BHEL's critics might say the company is not above playing the `patriotism' or `domestic employment' card in an effort to win orders from local consumers, especially in the public sector. But against this must be set the fact that equipment purchasers are not above rewriting the technical specifications to suit the overseas suppliers, and to the detriment of the public sector BHEL. The US Commerce Department study identified only a handful of sectors (a mere 15), which hold out the best prospects for export of US goods and services. Even in these, the scope for exports into India, barring that of computers and peripherals, telecommunication equipment and aircraft, the prospects are minuscule.
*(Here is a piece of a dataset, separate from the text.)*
PR #8235, opened 2021-07-23
Make multiple FS begin calls noops() SDFS/LittleFS

earlephilhower:
When LittleFS.begin() or SDFS.begin() is called after the filesystem is
already mounted, don't unmount/remount.  When an unmount happens, all old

That India has an entrenched base of domestic players is evident from another statistic. Western investment interest is confined principally to the infrastructure and services sectors. But in hard-core manufacturing, there is little interest among overseas players. Petrochemicals is a classic case. It does seem strange that not one of the MNCs in this segment, including DuPont, Dow Chemicals, Shell, etc., seems inclined to set up a plant and wean away market share from the two domestic majors, Reliance and IPCL.
The latter should particularly seem a soft target if its public sector orientation is anything to go by. It cannot be that these MNC enterprises lack resources. Nor can they be uncertain of obtaining clearances from the Government. MNCs have gained entry even into sectors hitherto thought impossible. But they have still not evinced much interest. The conclusion, therefore, is inescapable. That they have not come into India in quite the expected numbers is simply because they find the competitive environment far too hostile.
The story is the same everywhere. MNC interest, such as there is, is largely restricted to automobiles, beverages and food processing -- sectors where the MNC penetration is suggestive not so much of their ability to vanquish domestic opponents, as of their desperation in securing volume growth in the Third World, as the demographics of the West is not conducive for achieving this in their traditional markets.
The trouble is that we tend to look at competitiveness from the point of view of exports, where India's performance, it must be said, is not outstanding. But is that the only yardstick by which capability should be measured? Why not, for instance, measure it in terms of an ability to withstand competition in the domestic market? After all, competitive capability should be able to hold its own in the battlefield of the domestic market place as it has to in foreign markets.
If the measurement paradigm of competitive capability is changed, an altogether different picture of a vibrant and competitive domestic industry emerges. This is not to say that Indian industry has reached the pinnacle of competitive performance and that it has no more mountains to conquer. The contention is that the visage of Indian industry is not painted in black with just the occasional streak of silver. Rather, it is awash in silver with only the odd patch of grey.